BEGIN

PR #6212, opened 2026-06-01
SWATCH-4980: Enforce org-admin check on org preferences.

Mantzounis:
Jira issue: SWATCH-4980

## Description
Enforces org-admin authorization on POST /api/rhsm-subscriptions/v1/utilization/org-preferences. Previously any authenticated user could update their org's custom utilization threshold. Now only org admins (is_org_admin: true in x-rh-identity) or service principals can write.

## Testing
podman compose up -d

END
BEGIN

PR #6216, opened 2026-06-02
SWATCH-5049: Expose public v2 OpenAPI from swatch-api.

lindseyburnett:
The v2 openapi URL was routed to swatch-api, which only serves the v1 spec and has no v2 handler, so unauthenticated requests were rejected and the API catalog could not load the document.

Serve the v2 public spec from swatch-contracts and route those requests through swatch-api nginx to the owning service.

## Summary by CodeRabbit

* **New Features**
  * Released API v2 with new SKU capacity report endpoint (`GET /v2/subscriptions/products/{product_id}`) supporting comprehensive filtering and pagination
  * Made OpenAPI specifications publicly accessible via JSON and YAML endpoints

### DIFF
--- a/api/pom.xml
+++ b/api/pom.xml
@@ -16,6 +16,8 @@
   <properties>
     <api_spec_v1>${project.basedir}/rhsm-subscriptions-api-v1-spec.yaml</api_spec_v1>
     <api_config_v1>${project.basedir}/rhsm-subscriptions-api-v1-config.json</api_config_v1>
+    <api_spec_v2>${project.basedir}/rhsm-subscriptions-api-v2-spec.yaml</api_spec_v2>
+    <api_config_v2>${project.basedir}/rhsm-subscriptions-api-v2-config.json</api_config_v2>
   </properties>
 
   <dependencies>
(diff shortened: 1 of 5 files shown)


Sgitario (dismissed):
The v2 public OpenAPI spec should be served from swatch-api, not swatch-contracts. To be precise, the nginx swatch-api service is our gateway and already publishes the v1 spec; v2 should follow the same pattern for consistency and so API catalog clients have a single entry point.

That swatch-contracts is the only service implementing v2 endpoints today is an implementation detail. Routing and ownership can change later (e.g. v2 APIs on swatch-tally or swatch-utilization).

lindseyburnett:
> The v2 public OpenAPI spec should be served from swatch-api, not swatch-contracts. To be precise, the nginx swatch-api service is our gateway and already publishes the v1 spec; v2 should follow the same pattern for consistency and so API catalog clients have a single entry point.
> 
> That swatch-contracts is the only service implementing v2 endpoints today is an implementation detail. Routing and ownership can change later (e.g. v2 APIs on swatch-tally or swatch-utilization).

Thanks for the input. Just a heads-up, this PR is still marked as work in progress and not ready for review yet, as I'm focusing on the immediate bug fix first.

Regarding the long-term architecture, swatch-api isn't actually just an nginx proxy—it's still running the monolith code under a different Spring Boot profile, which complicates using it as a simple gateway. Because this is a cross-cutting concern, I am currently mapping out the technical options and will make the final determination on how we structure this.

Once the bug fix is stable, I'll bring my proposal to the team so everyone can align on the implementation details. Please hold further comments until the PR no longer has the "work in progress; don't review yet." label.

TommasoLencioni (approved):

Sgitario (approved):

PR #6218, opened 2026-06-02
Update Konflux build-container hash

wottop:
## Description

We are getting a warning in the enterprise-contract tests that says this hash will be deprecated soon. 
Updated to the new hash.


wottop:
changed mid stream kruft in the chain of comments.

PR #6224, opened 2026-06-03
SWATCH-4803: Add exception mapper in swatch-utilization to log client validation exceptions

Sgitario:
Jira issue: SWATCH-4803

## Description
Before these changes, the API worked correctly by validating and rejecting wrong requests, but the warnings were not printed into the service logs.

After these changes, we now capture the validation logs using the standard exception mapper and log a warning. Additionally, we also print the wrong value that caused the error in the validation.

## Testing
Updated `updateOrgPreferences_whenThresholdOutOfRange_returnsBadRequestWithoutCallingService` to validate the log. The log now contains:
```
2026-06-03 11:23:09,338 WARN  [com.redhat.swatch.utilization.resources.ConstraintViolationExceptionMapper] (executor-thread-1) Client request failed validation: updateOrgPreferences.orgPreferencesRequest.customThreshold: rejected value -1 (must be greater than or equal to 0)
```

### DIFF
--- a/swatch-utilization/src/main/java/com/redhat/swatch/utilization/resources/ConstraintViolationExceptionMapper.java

END
BEGIN

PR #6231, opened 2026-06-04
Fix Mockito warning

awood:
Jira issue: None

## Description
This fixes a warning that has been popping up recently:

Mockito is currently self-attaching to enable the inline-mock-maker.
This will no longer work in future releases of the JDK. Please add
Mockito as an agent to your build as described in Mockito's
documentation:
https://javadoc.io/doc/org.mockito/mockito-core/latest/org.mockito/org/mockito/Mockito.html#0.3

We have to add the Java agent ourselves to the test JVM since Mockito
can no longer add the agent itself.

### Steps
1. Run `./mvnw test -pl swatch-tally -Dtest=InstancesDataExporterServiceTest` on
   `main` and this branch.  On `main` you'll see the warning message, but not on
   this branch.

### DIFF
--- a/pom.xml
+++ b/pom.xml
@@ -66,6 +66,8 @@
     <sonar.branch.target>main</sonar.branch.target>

END

▶ [Work item]
Where a line of the entries contains the word "were", copy that line.

▶ [Response]
The v2 openapi URL was routed to swatch-api, which only serves the v1 spec and has no v2 handler, so unauthenticated requests were rejected and the API catalog could not load the document.
Before these changes, the API worked correctly by validating and rejecting wrong requests, but the warnings were not printed into the service logs.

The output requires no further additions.